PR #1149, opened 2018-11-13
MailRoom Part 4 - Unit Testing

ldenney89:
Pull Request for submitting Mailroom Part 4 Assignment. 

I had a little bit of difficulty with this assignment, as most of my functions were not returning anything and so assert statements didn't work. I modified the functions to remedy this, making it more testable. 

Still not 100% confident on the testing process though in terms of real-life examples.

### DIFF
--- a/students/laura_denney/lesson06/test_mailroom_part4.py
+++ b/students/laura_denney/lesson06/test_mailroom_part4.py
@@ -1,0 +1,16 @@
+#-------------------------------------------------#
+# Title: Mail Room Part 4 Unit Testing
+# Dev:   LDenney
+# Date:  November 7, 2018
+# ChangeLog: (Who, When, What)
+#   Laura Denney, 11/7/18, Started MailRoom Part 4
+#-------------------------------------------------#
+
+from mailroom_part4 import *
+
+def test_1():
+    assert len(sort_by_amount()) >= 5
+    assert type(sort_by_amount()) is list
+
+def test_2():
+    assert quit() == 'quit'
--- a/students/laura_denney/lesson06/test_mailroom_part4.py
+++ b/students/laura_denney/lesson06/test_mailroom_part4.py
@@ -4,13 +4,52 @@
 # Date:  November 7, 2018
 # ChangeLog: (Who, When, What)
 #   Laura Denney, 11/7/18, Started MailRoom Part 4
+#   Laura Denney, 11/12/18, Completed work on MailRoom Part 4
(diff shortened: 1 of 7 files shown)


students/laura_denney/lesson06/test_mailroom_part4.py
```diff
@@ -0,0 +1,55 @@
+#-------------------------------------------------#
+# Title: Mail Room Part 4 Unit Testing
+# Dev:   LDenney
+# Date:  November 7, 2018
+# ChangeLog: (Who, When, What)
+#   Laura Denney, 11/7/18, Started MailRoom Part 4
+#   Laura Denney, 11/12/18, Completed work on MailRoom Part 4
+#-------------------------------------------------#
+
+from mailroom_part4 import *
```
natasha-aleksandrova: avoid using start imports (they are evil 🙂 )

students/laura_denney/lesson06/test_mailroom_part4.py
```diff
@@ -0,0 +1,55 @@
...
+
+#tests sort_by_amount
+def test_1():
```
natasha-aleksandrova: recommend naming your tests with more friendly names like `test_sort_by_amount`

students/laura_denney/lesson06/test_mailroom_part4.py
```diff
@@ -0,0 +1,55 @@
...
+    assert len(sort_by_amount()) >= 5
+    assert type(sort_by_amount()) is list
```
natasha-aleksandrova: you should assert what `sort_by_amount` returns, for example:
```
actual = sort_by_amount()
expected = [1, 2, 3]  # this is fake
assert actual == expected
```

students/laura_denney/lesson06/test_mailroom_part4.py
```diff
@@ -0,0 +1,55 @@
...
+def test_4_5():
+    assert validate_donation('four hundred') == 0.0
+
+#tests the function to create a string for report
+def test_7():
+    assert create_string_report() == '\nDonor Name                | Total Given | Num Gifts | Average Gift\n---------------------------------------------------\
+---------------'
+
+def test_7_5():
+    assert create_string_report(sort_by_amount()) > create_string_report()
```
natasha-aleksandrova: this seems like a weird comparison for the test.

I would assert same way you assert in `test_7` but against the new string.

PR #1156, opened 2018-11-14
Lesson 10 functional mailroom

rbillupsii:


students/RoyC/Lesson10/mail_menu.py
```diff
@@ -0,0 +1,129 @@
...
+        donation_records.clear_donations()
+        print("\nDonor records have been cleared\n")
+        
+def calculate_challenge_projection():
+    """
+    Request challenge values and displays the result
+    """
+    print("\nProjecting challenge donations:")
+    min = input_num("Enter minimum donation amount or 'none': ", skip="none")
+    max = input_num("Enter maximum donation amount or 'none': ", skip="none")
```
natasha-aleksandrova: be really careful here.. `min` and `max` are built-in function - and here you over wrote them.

■ Exercise directions
What is needed is an exact copy of all the entries.

■ Output of the task
PR #1149, opened 2018-11-13
MailRoom Part 4 - Unit Testing

ldenney89:
Pull Request for submitting Mailroom Part 4 Assignment. 

I had a little bit of difficulty with this assignment, as most of my functions were not returning anything and so assert statements didn't work. I modified the functions to remedy this, making it more testable. 

Still not 100% confident on the testing process though in terms of real-life examples.

### DIFF
--- a/students/laura_denney/lesson06/test_mailroom_part4.py
+++ b/students/laura_denney/lesson06/test_mailroom_part4.py
@@ -1,0 +1,16 @@
+#-------------------------------------------------#
+# Title: Mail Room Part 4 Unit Testing
+# Dev:   LDenney
+# Date:  November 7, 2018
+# ChangeLog: (Who, When, What)
+#   Laura Denney, 11/7/18, Started MailRoom Part 4
+#-------------------------------------------------#
+
+from mailroom_part4 import *
+
+def test_1():
+    assert len(sort_by_amount()) >= 5
+    assert type(sort_by_amount()) is list
+
+def test_2():
+    assert quit() == 'quit'
--- a/students/laura_denney/lesson06/test_mailroom_part4.py
+++ b/students/laura_denney/lesson06/test_mailroom_part4.py
@@ -4,13 +4,52 @@
 # Date:  November 7, 2018
 # ChangeLog: (Who, When, What)
 #   Laura Denney, 11/7/18, Started MailRoom Part 4
+#   Laura Denney, 11/12/18, Completed work on MailRoom Part 4
(diff shortened: 1 of 7 files shown)


students/laura_denney/lesson06/test_mailroom_part4.py
```diff
@@ -0,0 +1,55 @@
+#-------------------------------------------------#
+# Title: Mail Room Part 4 Unit Testing
+# Dev:   LDenney
+# Date:  November 7, 2018
+# ChangeLog: (Who, When, What)
+#   Laura Denney, 11/7/18, Started MailRoom Part 4
+#   Laura Denney, 11/12/18, Completed work on MailRoom Part 4
+#-------------------------------------------------#
+
+from mailroom_part4 import *
```
natasha-aleksandrova: avoid using start imports (they are evil 🙂 )

students/laura_denney/lesson06/test_mailroom_part4.py
```diff
@@ -0,0 +1,55 @@
...
+
+#tests sort_by_amount
+def test_1():
```
natasha-aleksandrova: recommend naming your tests with more friendly names like `test_sort_by_amount`

students/laura_denney/lesson06/test_mailroom_part4.py
```diff
@@ -0,0 +1,55 @@
...
+    assert len(sort_by_amount()) >= 5
+    assert type(sort_by_amount()) is list
```
natasha-aleksandrova: you should assert what `sort_by_amount` returns, for example:
```
actual = sort_by_amount()
expected = [1, 2, 3]  # this is fake
assert actual == expected
```

students/laura_denney/lesson06/test_mailroom_part4.py
```diff
@@ -0,0 +1,55 @@
...
+def test_4_5():
+    assert validate_donation('four hundred') == 0.0
+
+#tests the function to create a string for report
+def test_7():
+    assert create_string_report() == '\nDonor Name                | Total Given | Num Gifts | Average Gift\n---------------------------------------------------\
+---------------'
+
+def test_7_5():
+    assert create_string_report(sort_by_amount()) > create_string_report()
```
natasha-aleksandrova: this seems like a weird comparison for the test.

I would assert same way you assert in `test_7` but against the new string.

PR #1156, opened 2018-11-14
Lesson 10 functional mailroom

rbillupsii:


students/RoyC/Lesson10/mail_menu.py
```diff
@@ -0,0 +1,129 @@
...
+        donation_records.clear_donations()
+        print("\nDonor records have been cleared\n")
+        
+def calculate_challenge_projection():
+    """
+    Request challenge values and displays the result
+    """
+    print("\nProjecting challenge donations:")
+    min = input_num("Enter minimum donation amount or 'none': ", skip="none")
+    max = input_num("Enter maximum donation amount or 'none': ", skip="none")
```
natasha-aleksandrova: be really careful here.. `min` and `max` are built-in function - and here you over wrote them.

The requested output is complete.